[Data provided Boundary: Start]

Issue #1080, opened 2022-08-19
tenant tpm_cert_store option is not processed properly


kkaarreell:
Is your an issue a feature request? If so, please raise it as an [enhancement](https://github.com/keylime/enhancements)

# Environment
 * OS / version: Fedora 35
 * Processor architecture: x86_64
 * TPM Manufacturer: swtpm
 * Keylime version: current upstream [d8968cb](https://github.com/keylime/keylime/commit/d8968cb6a011651d480f1dc96d7adfc0be0494e3)

# Description 
I have noticed the issue after configuring `tpm_cert_store` to a different directory.
`keylime_tenant` ended up with 
```
2022-08-19 21:33:52.155 - keylime.tpm - ERROR - No Root CA matched EK Certificate
2022-08-19 21:33:52.155 - keylime.tenant - WARNING - Invalid EK certificate
2022-08-19 21:33:52.156 - keylime.tenant - ERROR - TPM Quote from cloud agent is invalid for nonce: jv4lkOm4XhSIj1i8xpR0
```
I have noticed that in
https://github.com/keylime/keylime/blob/master/keylime/tpm_ek_ca.py#L25
the list is constructed in a weird way.
```
file_list = glob.glob(os.path.join(os.getcwd(), tpm_cert_store + "*.pem"))
```
I am not sure why `os.getcwd()` is there at all but given that `tpm_cert_store` is a directory it is my belief that the proper line should be
```
file_list = glob.glob(os.path.join(tpm_cert_store, "*.pem"))
```
since the user may not terminate the directory path with `/`. With this change `keylime_tenant` behaves as expected.

Edit: I guess that `os.getcwd()` is there in case `tpm_cert_store` represents relative path. I think this is rather misleading behavior and if that is really what's requested here then it should be mentioned in `keylime.conf` (resp. `keylime-agent.conf`).
@mpeters @THS-on Thoughts?
Edit2: Local path would make sense if we expect user to specify `tpm_cert_store` on cmdline but I don't see such an option for `keylime_tenant`\

PR #1082, opened 2022-08-22
Treat tpm_cert_store as absolute path

mpeters:
This fixes issue #1080

### DIFF
--- a/keylime/tpm_ek_ca.py
+++ b/keylime/tpm_ek_ca.py
@@ -22,7 +22,7 @@ def check_tpm_cert_store():
 
 
 def cert_loader():
-    file_list = glob.glob(os.path.join(os.getcwd(), tpm_cert_store + "*.pem"))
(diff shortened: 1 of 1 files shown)


keylime/tpm_ek_ca.py
```diff
@@ -22,7 +22,7 @@ def check_tpm_cert_store():
 
 
 def cert_loader():
-    file_list = glob.glob(os.path.join(os.getcwd(), tpm_cert_store + "*.pem"))
+    file_list = glob.glob(tpm_cert_store + "*.pem")
```
kkaarreell, line 25: @mpeters Please, use `tpm_cert_store, "*.pem"` instead. The former doesn't work when the directory path is not terminated with `/`.

mpeters: good catch.

kkaarreell:
LGTM, this is exactly the patch I was using.

kkaarreell (approved):

PR #766, opened 2015-04-25
Encrypt on reply to encrypted email (3)

meskio:
For issue #661.

A third try, following up the comments in #669. Sorry, it took me more than a year to get back on this. I hope I will be faster in next iterations.

I'm not really happy with this solution, as the code in `alot.commans.thread.ReplyCommand._set_encrypt` it's a copy if the code in `alot.commands.envelop.EncryptCommand.apply`. I'm sending this pull-req more to open a discussion than to get this solution merged.

This code could be moved to `alot.db.envelop.Envelop`, but that will mean to pass `ui` to the method there to be able to do `ui.choice`, it might not be a clean solution. Another choice could be to convert it into a utility function and place it somewhere, but I don't know alot's code in depth enough to come with a proposal on where to place it. @pazz what is your opinion on that?

### DIFF
--- a/alot/commands/thread.py
+++ b/alot/commands/thread.py
@@ -13,6 +13,8 @@ from email.message import Message
 import mailcap
 from cStringIO import StringIO
 
+from alot.errors import GPGProblem, GPGCode
+from alot import crypto
 from alot.commands import Command, registerCommand
 from alot.commands.globals import ExternalCommand
 from alot.commands.globals import FlushCommand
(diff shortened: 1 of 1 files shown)


pazz:
Hi Ruben, thanks for getting back to this.
I see at least two sensible options here:
1st being, as you suggested, a utility function with the key-lookup stuff (from
line 275 onwards) that is then used both by ReplyCommand and EncryptCommand.
The second approach would be to not look up key hashes but to just store hints
(email addresses) in the envelope and let envelope.SendCommand deal with all this.
I think I'd prefer the first option.

meskio:
I think I prefer the first option too.

The second option will be similar to how mutt does it, that it don't ask you what key you want until you hit the send button. But one nice thing of alot is that you can do `:encrypt 0xC732B1D1C28F4E2F`, if we only store email addresses we'll lose this feature. We'll have to store addresses and hashes to be able to maintain this feature. I'm in favor to keep it simple, and 1st looks simpler to me.

Do you have any suggestion on where can this utility function fit? Or should I try to come up with something myself?

pazz:
you could put it into `alot/commands/utils.py` or something like that. It will be used only by commands for now right?

Issue #771, opened 2015-06-01
Prefer matching "To:", "CC:", "From:" over "Delivered-To:" when selecting sender address.


MacGyverNL:
I have one mailbox where a number of different addresses are delivered. Some of these addresses I use to send mail with, and they are listed as accounts in the config. However, in the end, all mail carries a Delivered-To header for the "main" account, which is listed at the top of the config file. Because it seems to pick the top account, many replies I start formatting start out with the "wrong" sender address. Changing the order of the accounts in the config file, moving this account entirely to the bottom, seems to fix the problem. But I consider some headers more valuable than others in determining where a reply should come from, so it might be worth considering changing this behaviour.

pazz:
Hi!
I'm not sure what exactly you're proposing here, but go ahead and send a
pull request (doesn't have to be perfect the first time) to get the discussion
going..

josch:
I'm in the exact same situation as @MacGyverNL and was about to file a bug for this but was extremely pleased to not only already find a bug about this issue but also a patch which is even merged already! Thanks alot (pun intended) @pazz and @MacGyverNL !!

josch:
Note for my future self: applying the commit 34537d8323767281c0e9a5537de9faa12fc4be0e from @MacGyverNL's fork requires application of commit b70d1e1790a163aa92f6259a586ff61baf879458 from the same fork first.

MacGyverNL:
Note that I recently rebased that on top of testing so I could start running on the testing-branch. I spoke with @pazz on IRC and he prefers pull requests based on master, so in the near future I'll rebase it on master again and provide a merge-commit with testing instead, so that you shouldn't have to apply b70d1e1 if you're running master.

lucc:
I assume this is done, please reopen if not.

PR #772, opened 2015-06-01
Introduce header-based preference in sender select

MacGyverNL:
Introduce a header-based preference in sender selection, as proposed
in #771.

In the examples below, assume the accounts are ordered X-Y-Z in the
config file.

Suppose I'm in a conversation, sending mails from account Y. However,
I add my account X to the "CC:" header. If I do not receive any replies
before sending another mail, I want to send it from account Y again,
9 out of 10 times. The old version would prefer account X, because it
lumps all headers in one list and gets a match on account X first.

Suppose I have aliasing in my mailserver, but send mails from several
of these aliases. They are not "aliases" as such, but accounts which
happen to share a mailbox. However, account X is the account where the
mail is ultimately sent to so will always be present in the
"Delivered-To:" header, even if the sender only knows my address for
account Y, which is in the "To:". Obviously, I want any replies to be
sent from account Y, not account X. This is fixed by prioritizing
matches on the "To:" over "Delivered-To:".

The only case which this patch doesn't fix is when somebody replies
in the first situation, adding *both* addresses to the "To:" header.
In this case, however, I would be fine manually editing the proposed
sender address.


MacGyverNL:
Not sure whether I did it entirely right, but that should make it configurable. Seems to work for me, anyway.

MacGyverNL:
Closing because I don't want to directly merge into master, I'll run this as rebase from testing for a while to ensure I don't introduce any problems, testing had diverged a bit.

[Data provided Boundary: End]

▶ **Instructions for the task**: Lines holding "replies": give how many there are in the entries above, and nothing more.

▶ **Written response**: 4